### Task description:
Among the lines of data below, reproduce only those from the one with "- Old links" through the one with "This is because", exactly as they stand, both ends included.

══ Source records ══

PR #5159, opened 2018-07-10
Fix links to sphinx-build man page

abdinoor:
Subject: Fix links to sphinx-build man page

- Bugfix

### Purpose
- Swap``program`` for ``doc`` links to sphinx-build man page.

### Detail
- Old links were broken because the man page is a document not a program.


tk0miya:
Thanks!

PR #5167, opened 2018-07-13
Fix formatting type annotations for tuples with more than two arguments

mitya57:
Currently in Python 3.6, Sphinx formats this function:
```python3
def foo() -> Tuple[int, str, int]:
    pass
```
in the following way (which can be seen in the [Travis log for the first commit in this PR][1]):

    () -> Tuple[[int, str], int]

This is because the tuple gets treated as a function, and the last `int` is treated like a return value.
This affects only `format_annotation_old` function. `format_annotation_new` which is used for Python 3.7 is not affected.

This pull request fixes this bug, and adds a test.

There is a `hasattr(annotation, '__tuple_params__')` clause below in that function. I am not sure for which Python version it is because all versions I tested (2.7, 3.5, 3.6, 3.7) do not have this attribute. Maybe it is for 3.4? Anyway I added an opposite condition (`not hasattr`) to be on the safe side.

[1]: https://travis-ci.com/mitya57/sphinx/jobs/134445530

### DIFF
--- a/sphinx/util/inspect.py
+++ b/sphinx/util/inspect.py
@@ -521,6 +521,13 @@ class Signature(object):
 
         if annotation.__module__ == 'builtins':
             return annotation.__qualname__  # type: ignore
+        elif (hasattr(typing, 'TupleMeta') and
+              isinstance(annotation, typing.TupleMeta) and  # type: ignore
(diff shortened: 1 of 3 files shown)


tk0miya (approved):
LGTM!

PR #5174, opened 2018-07-15
Fix #5164: incremental build has broken with external source_parser

### LINKED ISSUE #5164: All sources are re-built, even if nothing has changed (using nbsphinx extension)
This problem was introduced in PR #4966. Before that, everything was working fine.

This only happens when the `nbsphinx` extension is used (but maybe other extensions are affected, too?).

This can be reproduced by building the docs for the `nbsphinx` module.
Installation instructions: https://github.com/spatialaudio/nbsphinx/blob/master/CONTRIBUTING.rst

In short:

```
git clone https://github.com/spatialaudio/nbsphinx.git
cd nbsphinx
python3 -m pip install -e . --user
python3 setup.py build_sphinx
```

All source files (including Jupyter notebooks) are built at this point.

If I re-build immediately after that (without touching any files) ...

```
python3 setup.py build_sphinx
```

... all source files are built again.

#### Expected results

The second time the source files should not be processed again.
Instead, there should be this message:

```
updating environment: 0 added, 0 changed, 0 removed
no targets are out of date.
```

- https://github.com/spatialaudio/nbsphinx

### Environment info
- OS: Linux
- Python version: Python 3.6.6rc1+
- Sphinx version: `master` branch, every commit after PR #4966 (commit 3ffde92c54c6e9d594b2a41a365a90dc0dcbac6c)

tk0miya:
### Feature or Bugfix
- Bugfix

### Purpose
- refs: #5164

### DIFF
--- a/sphinx/registry.py
+++ b/sphinx/registry.py
@@ -39,6 +39,7 @@ if False:
     from docutils.transforms import Transform  # NOQA
     from sphinx.application import Sphinx  # NOQA
     from sphinx.builders import Builder  # NOQA
+    from sphinx.config import Config  # NOQA
     from sphinx.domains import Domain, Index  # NOQA
     from sphinx.environment import BuildEnvironment  # NOQA
     from sphinx.ext.autodoc import Documenter  # NOQA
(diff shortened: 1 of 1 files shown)


mgeier:
This solves the problem for me, thanks a lot!

Issue #5161, opened 2018-07-11
 mkdir(name, mode) NotADirectoryError: [Errno 20] Not a directory: '..doc/_build/html/_static/fonts/RobotoSlab'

═══

### Task output:
- Old links were broken because the man page is a document not a program.


tk0miya:
Thanks!

PR #5167, opened 2018-07-13
Fix formatting type annotations for tuples with more than two arguments

mitya57:
Currently in Python 3.6, Sphinx formats this function:
```python3
def foo() -> Tuple[int, str, int]:
    pass
```
in the following way (which can be seen in the [Travis log for the first commit in this PR][1]):

    () -> Tuple[[int, str], int]

This is because the tuple gets treated as a function, and the last `int` is treated like a return value.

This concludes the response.